# Your goal
In the entries below, find the line with "the above error" and the line with "targetPort: 9090"; give again those lines and every line between them, exactly.

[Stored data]
PR #669, opened 2017-06-28
Make sql files executable

gdbelvin:


deploy/mysql-trillian/Dockerfile
```diff
@@ -3,4 +3,7 @@ FROM mysql:5.7
 # expects the build context to be: $GOPATH/src/github.com/google/ (as both,
 # trillian and keytransparency, reside there and docker can find the storage.sql
 # file)
-COPY trillian/storage/mysql/storage.sql /docker-entrypoint-initdb.d/storage.sql
\ No newline at end of file
+COPY trillian/storage/mysql/storage.sql /docker-entrypoint-initdb.d/storage.sql
+RUN chmod -R 775 /docker-entrypoint-initdb.d
```
Liamsi: It seems on travis read permissions to everyone (`chmod a+r`) are sufficient. See [here](https://github.com/google/keytransparency/blob/f444979f2d4f9f54223a16f754ef4f7b17da570a/scripts/deploy.sh#L56).
On the other hand the `chmod` only happens inside the container. I would say that is OK!

PR #670, opened 2017-06-28
Autom. expose ports and an external IP for kt-server and Prometheus

### LINKED ISSUE #621: Publish Continuous Integration IP
Perhaps it would be useful to have the CI server available for people to play with. 
Any data put in it will be deleted with every new push to MASTER.

### LINKED ISSUE #658: failed to read: ../trillian/testdata/ct-http-server.pubkey.pem.
"error connecting: Failed to open public key <nil>: failed to read: ../trillian/testdata/ct-http-server.pubkey.pem. open ../trillian/testdata/ct-http-server.pubkey.pem: no such file or directory"

the above error happens when I execute the following command as suggested in the Using the Key Transparency Client seciton.
./keytransparency-client post user@domain.com app1 -d 'dGVzdA==' --config=./.keytransparency.yaml

also, from the instruction "3. Get an OAuth client ID and download the generated JSON file."  I can't get how and where to use this generated JSON file, a more detailed instruction will be helpful?

Liamsi:
Also, make `MIN_SIGN_PERIOD` and `MAX_SIGN_PERIOD` explicit in the kubernetes conf

resolves #621
also resolves #658 (log key not found)

### DIFF
--- a/deploy/kubernetes/keytransparency-deployment.yml.tmpl
+++ b/deploy/kubernetes/keytransparency-deployment.yml.tmpl
@@ -49,6 +49,7 @@ metadata:
     run: kt-server
 spec:
   type: LoadBalancer
+  loadBalancerIP: 35.184.134.53
   ports:
     - port: 8080
       targetPort: 8080
@@ -114,6 +115,7 @@ metadata:
     run: prometheus
 spec:
   type: LoadBalancer
+  loadBalancerIP: 35.184.145.242
   ports:
     - port: 9090
       targetPort: 9090
--- a/deploy/kubernetes/keytransparency-deployment.yml.tmpl
+++ b/deploy/kubernetes/keytransparency-deployment.yml.tmpl
@@ -44,9 +44,9 @@ spec:
 apiVersion: v1
 kind: Service
 metadata:
-  name: kt-server
+  name: kt-server-external
   labels:
-    run: kt-server
+    run: kt-server-external
 spec:
   type: LoadBalancer
   loadBalancerIP: 35.184.134.53
@@ -54,6 +54,18 @@ spec:
     - port: 8080
       targetPort: 8080
       name: json-grpc
+  selector:
+    run: kt-server
+---
+apiVersion: v1
+kind: Service
+metadata:
+  name: kt-server
+  labels:
+    run: kt-server
+spec:
+  type: NodePort
+  ports:
     - port: 8081
       targetPort: 8081
       name: metrics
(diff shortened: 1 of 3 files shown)


gdbelvin:
Please also update the default .keytransparency.yml file

Liamsi:
> Please update the .keytransparency.yml file to use the new test server.

That is a good idea. Currently, the external endpoint's IP is only known after the deployment (after merging this pull or by manually configuring an external endpoint). The last IP I've configured (and the manually edited kubernetes configuration) was overwritten with that last merge to master. I'll see if we can get a static IP, though. If yes, I'll set the IP in the script and in the yml file.

Liamsi:
Static IPs reserved and updated. PTAL

> I'm not sure about the test keys. We might have to make them available some other way.

Maybe the client should be able retrieve them via grpc (similar as in trillian). Also, the client coudl use the same mechanism for retrieving the `map-id` which it needs as well.

deploy/kubernetes/keytransparency-deployment.yml.tmpl
```diff
@@ -46,11 +48,15 @@ metadata:
...
     run: kt-server
 spec:
-  type: NodePort
+  type: LoadBalancer
+  loadBalancerIP: 35.184.134.53
   ports:
     - port: 8080
       targetPort: 8080
       name: json-grpc
+    - port: 8081
```
gdbelvin: don't expose this to the world :-)

scripts/prepare_client.sh
```diff
@@ -70,7 +70,7 @@ cd "${GOPATH}/src/github.com/google/keytransparency"
 go build ./cmd/keytransparency-client
 
 # Generate .keytransparency.yaml file.
-KTYAML="log-key: \"../trillian/testdata/ct-http-server.pubkey.pem\"
+KTYAML="log-key: \"../trillian/testdata/log-rpc-server.pubkey.pem\"
```
gdbelvin: Isn't this supposed to be `genfiles/trillian-log.pem`?

Please add TODO to fetch this info from #672

Liamsi:
>> I'm not sure about the test keys. We might have to make them available some other way.

> Maybe the client should be able retrieve them via grpc (similar as in trillian). Also, the client could use the same mechanism for retrieving the map-id which it needs as well.

See #672

deploy/kubernetes/keytransparency-deployment.yml.tmpl
Liamsi: Done: Now there is an external service for the kt-server (that exposes only the web interface to the world) and to "internal" (type: NodePort) services, such that prometheus can find the dns `kt-server` and `kt-signer`. NodePort ports do not autm. create a firewall rule that expose the port (while LoadBalancer type services do).

scripts/prepare_client.sh
Liamsi: Done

# Answer to the problem
the above error happens when I execute the following command as suggested in the Using the Key Transparency Client seciton.
./keytransparency-client post user@domain.com app1 -d 'dGVzdA==' --config=./.keytransparency.yaml

also, from the instruction "3. Get an OAuth client ID and download the generated JSON file."  I can't get how and where to use this generated JSON file, a more detailed instruction will be helpful?

Liamsi:
Also, make `MIN_SIGN_PERIOD` and `MAX_SIGN_PERIOD` explicit in the kubernetes conf

resolves #621
also resolves #658 (log key not found)

### DIFF
--- a/deploy/kubernetes/keytransparency-deployment.yml.tmpl
+++ b/deploy/kubernetes/keytransparency-deployment.yml.tmpl
@@ -49,6 +49,7 @@ metadata:
     run: kt-server
 spec:
   type: LoadBalancer
+  loadBalancerIP: 35.184.134.53
   ports:
     - port: 8080
       targetPort: 8080
@@ -114,6 +115,7 @@ metadata:
     run: prometheus
 spec:
   type: LoadBalancer
+  loadBalancerIP: 35.184.145.242
   ports:
     - port: 9090
       targetPort: 9090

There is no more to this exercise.